• Task directions
Please find every line in the entries below that contains the string "checks", and copy it.

Dataset entries:
◇ ◇ ◇ ◇ ◇

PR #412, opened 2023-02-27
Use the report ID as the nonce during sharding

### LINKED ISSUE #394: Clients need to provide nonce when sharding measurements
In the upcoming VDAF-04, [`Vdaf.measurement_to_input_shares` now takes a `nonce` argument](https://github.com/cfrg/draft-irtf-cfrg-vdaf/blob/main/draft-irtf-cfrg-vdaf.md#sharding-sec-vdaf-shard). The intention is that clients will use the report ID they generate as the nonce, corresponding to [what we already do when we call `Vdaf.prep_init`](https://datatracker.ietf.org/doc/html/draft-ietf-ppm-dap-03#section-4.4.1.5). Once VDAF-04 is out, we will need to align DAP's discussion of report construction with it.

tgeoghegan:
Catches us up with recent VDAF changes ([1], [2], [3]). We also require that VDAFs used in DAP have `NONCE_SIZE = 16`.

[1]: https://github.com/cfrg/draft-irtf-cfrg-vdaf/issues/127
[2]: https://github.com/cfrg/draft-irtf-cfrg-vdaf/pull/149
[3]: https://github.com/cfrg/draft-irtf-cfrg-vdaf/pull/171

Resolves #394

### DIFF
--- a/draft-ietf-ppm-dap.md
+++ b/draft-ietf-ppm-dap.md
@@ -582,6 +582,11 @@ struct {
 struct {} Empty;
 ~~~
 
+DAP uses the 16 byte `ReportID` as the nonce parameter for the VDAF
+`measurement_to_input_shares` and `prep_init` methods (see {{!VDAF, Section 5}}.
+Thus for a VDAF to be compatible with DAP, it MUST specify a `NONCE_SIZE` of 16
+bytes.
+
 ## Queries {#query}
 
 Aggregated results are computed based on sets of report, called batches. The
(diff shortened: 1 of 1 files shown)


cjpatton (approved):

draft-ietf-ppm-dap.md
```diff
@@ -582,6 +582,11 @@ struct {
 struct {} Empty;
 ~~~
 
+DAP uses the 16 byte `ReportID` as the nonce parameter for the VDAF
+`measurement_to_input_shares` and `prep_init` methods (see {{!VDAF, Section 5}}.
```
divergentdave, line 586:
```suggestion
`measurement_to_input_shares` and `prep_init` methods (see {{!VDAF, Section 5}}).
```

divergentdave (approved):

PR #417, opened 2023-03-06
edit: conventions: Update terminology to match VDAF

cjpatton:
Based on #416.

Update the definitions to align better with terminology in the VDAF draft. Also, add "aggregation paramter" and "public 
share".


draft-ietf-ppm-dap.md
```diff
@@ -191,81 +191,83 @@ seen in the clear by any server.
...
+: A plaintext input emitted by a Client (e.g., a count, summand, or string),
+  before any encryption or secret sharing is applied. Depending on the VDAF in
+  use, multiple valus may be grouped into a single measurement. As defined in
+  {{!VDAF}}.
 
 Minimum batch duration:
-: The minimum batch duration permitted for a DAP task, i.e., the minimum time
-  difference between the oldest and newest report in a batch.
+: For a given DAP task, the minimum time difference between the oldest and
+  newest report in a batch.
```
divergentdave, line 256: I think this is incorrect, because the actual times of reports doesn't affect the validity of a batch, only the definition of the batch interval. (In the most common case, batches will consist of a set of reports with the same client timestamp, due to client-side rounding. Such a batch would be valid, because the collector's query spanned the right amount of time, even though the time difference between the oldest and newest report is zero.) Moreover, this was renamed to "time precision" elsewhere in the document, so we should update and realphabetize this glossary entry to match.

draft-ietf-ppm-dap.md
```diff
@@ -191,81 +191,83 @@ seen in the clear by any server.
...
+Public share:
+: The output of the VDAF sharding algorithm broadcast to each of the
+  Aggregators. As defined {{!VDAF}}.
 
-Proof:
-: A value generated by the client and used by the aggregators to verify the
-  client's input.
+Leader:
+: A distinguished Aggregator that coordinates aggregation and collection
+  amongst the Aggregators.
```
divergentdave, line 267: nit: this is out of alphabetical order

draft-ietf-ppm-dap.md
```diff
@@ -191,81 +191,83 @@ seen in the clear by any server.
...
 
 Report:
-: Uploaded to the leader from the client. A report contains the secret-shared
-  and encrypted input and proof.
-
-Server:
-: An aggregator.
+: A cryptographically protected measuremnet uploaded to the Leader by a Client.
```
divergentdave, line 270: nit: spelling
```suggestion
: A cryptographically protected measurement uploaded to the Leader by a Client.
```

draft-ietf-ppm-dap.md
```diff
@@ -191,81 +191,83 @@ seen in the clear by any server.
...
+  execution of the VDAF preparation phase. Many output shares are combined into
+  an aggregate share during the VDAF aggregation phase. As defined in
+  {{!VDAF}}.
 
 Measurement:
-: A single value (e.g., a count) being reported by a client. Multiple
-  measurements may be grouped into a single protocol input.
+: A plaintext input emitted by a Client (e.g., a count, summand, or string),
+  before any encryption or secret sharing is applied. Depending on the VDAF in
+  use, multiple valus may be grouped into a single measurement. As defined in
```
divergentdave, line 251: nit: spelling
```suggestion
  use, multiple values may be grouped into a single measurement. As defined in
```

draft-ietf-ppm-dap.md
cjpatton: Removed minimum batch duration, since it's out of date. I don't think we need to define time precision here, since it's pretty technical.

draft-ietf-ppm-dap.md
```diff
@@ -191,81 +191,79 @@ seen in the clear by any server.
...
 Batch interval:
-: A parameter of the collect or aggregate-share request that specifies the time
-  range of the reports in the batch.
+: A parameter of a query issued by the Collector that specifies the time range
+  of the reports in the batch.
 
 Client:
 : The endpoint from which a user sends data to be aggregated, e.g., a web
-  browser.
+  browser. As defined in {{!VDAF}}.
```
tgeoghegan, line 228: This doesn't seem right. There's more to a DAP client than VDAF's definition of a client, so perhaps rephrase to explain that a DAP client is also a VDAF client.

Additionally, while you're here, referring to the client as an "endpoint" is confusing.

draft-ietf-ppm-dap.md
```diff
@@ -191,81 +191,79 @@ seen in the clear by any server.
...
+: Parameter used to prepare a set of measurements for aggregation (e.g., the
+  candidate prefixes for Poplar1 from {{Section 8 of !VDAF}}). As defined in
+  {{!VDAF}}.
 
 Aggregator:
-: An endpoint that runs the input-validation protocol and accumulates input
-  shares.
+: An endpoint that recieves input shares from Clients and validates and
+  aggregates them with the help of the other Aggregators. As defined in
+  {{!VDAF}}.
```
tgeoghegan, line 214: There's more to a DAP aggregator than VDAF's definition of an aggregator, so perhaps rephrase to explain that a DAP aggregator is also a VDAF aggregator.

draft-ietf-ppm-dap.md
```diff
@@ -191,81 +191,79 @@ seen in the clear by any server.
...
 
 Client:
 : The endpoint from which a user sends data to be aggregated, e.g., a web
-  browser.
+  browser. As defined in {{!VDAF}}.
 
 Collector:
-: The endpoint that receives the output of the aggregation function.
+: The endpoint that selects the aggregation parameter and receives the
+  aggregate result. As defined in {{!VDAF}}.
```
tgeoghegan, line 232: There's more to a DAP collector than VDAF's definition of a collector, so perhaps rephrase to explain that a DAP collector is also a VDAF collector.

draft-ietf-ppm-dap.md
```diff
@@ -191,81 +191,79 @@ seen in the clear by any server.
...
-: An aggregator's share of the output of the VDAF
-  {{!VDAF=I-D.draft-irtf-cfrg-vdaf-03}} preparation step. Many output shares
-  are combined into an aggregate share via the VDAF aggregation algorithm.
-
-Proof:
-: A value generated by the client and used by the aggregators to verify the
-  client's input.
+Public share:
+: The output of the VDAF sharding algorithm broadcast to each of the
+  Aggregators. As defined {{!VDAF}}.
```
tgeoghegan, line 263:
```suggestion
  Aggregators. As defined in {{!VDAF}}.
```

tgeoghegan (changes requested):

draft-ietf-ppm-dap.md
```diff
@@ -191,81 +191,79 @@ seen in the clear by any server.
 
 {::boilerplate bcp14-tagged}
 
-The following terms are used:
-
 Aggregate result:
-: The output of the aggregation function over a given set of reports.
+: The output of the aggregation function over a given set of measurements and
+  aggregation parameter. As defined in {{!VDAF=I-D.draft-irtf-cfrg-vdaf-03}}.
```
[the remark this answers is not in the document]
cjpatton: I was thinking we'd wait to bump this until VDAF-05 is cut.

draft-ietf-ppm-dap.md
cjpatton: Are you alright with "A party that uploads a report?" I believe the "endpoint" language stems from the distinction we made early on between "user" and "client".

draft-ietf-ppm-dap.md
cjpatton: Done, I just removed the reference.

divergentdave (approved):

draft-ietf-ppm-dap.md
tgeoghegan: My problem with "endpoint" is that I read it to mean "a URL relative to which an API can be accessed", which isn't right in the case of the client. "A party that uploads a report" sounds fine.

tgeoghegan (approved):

◇ ◇ ◇ ◇ ◇

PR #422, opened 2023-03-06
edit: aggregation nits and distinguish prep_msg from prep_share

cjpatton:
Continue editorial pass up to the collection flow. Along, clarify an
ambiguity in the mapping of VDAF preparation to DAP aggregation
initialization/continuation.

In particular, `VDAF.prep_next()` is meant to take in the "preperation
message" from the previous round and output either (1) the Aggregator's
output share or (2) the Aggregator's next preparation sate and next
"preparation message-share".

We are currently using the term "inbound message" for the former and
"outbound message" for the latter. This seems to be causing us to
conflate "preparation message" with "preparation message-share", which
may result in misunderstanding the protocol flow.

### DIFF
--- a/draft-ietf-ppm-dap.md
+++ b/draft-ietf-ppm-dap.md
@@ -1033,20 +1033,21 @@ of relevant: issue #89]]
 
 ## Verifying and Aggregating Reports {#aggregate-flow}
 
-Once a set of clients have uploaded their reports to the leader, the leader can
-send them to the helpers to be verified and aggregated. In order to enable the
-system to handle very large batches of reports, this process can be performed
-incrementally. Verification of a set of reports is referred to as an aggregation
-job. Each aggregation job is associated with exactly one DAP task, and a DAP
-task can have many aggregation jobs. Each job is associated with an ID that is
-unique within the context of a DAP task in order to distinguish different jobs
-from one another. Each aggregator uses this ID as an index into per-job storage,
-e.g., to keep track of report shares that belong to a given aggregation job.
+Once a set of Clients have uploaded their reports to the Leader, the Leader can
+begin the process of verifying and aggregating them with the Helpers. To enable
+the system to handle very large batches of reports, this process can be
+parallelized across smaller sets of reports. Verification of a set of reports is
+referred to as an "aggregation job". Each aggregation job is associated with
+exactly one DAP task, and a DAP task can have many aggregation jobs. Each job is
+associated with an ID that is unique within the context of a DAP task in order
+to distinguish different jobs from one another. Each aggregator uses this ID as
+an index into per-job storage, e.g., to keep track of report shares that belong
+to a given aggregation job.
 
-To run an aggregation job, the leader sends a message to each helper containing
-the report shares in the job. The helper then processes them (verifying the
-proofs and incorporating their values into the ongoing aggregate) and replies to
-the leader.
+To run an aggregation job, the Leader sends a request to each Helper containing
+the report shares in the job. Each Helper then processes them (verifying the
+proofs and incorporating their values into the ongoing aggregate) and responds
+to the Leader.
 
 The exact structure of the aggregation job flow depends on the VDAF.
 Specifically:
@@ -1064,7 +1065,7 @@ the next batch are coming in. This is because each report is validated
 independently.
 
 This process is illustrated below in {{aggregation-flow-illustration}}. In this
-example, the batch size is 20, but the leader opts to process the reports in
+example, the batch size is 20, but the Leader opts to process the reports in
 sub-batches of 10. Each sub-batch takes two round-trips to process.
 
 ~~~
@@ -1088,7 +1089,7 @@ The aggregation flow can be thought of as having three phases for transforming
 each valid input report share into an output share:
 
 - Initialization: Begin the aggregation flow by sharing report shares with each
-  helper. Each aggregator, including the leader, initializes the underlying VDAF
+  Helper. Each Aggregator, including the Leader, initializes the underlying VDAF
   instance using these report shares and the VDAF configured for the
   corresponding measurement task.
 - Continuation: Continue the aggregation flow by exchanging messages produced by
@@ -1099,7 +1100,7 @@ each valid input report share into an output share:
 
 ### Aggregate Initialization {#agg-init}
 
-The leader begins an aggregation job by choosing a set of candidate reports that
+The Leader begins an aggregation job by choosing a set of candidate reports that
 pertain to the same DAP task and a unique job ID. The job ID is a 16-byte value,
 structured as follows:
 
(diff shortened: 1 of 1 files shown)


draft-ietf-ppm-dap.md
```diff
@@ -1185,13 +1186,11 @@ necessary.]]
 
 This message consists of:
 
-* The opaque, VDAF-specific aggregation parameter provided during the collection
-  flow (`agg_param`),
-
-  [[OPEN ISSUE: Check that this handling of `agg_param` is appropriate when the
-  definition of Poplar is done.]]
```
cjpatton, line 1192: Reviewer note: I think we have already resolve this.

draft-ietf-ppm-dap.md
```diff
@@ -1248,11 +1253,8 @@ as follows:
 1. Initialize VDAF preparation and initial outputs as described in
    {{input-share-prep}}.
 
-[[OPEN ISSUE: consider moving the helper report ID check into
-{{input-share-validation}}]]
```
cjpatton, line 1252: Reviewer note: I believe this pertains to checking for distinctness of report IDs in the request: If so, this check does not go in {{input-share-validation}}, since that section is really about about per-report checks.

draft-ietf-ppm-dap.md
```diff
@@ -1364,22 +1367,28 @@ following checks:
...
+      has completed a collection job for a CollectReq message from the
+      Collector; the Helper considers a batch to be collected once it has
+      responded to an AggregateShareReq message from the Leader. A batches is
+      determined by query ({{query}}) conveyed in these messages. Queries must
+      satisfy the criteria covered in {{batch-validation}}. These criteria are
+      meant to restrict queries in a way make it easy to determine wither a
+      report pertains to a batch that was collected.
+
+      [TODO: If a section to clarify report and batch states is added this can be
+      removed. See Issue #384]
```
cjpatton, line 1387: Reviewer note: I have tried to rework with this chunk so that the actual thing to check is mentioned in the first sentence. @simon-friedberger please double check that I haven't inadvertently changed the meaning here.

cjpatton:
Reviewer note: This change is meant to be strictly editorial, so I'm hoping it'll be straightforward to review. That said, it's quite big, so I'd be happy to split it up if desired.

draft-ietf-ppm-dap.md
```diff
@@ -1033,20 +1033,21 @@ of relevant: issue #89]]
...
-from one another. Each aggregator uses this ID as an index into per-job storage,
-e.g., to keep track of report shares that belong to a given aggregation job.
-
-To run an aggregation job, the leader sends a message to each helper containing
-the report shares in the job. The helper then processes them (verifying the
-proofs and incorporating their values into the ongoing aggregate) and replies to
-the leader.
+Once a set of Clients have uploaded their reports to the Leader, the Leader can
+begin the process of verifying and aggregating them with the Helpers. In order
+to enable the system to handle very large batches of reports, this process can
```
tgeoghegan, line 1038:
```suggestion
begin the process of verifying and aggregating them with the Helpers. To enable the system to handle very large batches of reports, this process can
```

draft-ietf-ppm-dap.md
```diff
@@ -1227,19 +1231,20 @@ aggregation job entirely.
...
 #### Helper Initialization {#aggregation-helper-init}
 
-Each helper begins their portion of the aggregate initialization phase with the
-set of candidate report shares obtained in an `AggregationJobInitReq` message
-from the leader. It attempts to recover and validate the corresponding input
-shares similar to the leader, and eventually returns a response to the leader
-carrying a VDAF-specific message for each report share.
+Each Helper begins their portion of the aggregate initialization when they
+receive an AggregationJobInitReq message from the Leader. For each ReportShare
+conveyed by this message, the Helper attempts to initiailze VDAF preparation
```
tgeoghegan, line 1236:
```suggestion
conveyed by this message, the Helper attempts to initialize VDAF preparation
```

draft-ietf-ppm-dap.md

◇ ◇ ◇ ◇ ◇

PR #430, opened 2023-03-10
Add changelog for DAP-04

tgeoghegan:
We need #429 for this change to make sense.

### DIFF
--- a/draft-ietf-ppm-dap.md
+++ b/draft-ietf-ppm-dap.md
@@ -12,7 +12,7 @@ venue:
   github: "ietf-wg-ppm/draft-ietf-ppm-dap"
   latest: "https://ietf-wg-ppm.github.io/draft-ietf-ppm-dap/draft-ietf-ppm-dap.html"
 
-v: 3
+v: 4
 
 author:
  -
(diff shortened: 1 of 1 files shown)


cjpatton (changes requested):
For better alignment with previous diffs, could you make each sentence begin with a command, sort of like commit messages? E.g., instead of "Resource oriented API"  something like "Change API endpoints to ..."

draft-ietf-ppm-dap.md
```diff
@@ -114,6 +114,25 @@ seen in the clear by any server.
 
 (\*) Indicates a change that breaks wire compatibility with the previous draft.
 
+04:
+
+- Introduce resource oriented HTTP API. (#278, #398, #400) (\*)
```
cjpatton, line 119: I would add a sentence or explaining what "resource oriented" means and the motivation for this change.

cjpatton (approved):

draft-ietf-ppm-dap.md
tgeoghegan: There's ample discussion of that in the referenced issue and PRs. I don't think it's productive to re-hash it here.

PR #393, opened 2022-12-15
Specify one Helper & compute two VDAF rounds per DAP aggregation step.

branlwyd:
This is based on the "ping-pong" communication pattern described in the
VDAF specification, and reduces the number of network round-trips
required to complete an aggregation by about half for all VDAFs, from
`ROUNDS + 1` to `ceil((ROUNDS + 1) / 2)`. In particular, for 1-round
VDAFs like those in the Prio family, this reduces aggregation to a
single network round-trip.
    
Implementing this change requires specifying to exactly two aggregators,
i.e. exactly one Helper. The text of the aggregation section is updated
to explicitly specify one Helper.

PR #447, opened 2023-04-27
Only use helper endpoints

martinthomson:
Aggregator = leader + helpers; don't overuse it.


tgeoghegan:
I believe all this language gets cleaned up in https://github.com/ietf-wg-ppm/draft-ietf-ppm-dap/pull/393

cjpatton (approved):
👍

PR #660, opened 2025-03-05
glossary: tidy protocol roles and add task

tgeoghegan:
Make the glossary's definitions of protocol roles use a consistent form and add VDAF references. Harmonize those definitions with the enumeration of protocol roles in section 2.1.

◇ ◇ ◇ ◇ ◇

• Response box
cjpatton, line 1252: Reviewer note: I believe this pertains to checking for distinctness of report IDs in the request: If so, this check does not go in {{input-share-validation}}, since that section is really about about per-report checks.
@@ -1364,22 +1367,28 @@ following checks:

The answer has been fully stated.